▸ WORK ORDER
Start the output with the opening line of the listing below and continue, reproducing each line exactly, up to and including the line that contains "import androidx.compose.runtime.remember".

SUPPLIED MATERIAL Block Start

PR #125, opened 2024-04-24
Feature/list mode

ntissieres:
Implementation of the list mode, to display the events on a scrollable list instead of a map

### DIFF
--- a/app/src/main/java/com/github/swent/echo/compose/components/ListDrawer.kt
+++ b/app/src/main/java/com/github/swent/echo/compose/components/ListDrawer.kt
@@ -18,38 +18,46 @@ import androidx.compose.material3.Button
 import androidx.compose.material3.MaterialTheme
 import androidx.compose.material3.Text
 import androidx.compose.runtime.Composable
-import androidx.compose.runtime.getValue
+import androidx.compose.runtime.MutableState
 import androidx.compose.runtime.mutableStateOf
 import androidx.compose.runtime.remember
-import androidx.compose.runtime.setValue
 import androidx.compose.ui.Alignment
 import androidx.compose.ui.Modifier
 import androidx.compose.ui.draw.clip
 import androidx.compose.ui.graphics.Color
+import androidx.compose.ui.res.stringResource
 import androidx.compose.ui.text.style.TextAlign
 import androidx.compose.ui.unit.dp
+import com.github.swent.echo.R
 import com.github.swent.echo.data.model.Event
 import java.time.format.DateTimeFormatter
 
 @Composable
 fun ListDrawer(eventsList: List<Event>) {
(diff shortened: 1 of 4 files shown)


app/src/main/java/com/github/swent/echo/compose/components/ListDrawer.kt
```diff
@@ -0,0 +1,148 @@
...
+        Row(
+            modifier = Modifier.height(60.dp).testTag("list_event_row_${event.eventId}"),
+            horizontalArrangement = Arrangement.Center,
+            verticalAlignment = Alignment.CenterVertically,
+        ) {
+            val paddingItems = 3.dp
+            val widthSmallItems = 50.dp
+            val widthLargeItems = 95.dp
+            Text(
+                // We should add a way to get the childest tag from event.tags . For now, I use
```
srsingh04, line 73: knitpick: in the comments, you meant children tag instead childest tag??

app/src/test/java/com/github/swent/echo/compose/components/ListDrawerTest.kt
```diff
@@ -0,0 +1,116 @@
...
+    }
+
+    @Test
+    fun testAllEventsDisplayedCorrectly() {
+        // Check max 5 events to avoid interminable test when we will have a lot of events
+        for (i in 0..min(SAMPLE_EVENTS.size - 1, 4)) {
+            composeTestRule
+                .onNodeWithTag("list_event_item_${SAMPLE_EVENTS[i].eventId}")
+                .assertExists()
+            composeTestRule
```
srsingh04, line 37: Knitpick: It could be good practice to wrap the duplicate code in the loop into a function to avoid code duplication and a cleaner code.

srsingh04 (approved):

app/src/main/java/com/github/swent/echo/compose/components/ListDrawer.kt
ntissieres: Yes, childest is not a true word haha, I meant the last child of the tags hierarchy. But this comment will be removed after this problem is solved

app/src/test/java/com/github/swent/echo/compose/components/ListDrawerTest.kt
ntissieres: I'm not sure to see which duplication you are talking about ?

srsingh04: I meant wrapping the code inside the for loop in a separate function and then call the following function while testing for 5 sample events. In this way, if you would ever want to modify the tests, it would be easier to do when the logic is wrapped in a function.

SUPPLIED MATERIAL Block End

▸ SOLUTION BELOW
PR #125, opened 2024-04-24
Feature/list mode

ntissieres:
Implementation of the list mode, to display the events on a scrollable list instead of a map

### DIFF
--- a/app/src/main/java/com/github/swent/echo/compose/components/ListDrawer.kt
+++ b/app/src/main/java/com/github/swent/echo/compose/components/ListDrawer.kt
@@ -18,38 +18,46 @@ import androidx.compose.material3.Button
 import androidx.compose.material3.MaterialTheme
 import androidx.compose.material3.Text
 import androidx.compose.runtime.Composable
-import androidx.compose.runtime.getValue
+import androidx.compose.runtime.MutableState
 import androidx.compose.runtime.mutableStateOf
 import androidx.compose.runtime.remember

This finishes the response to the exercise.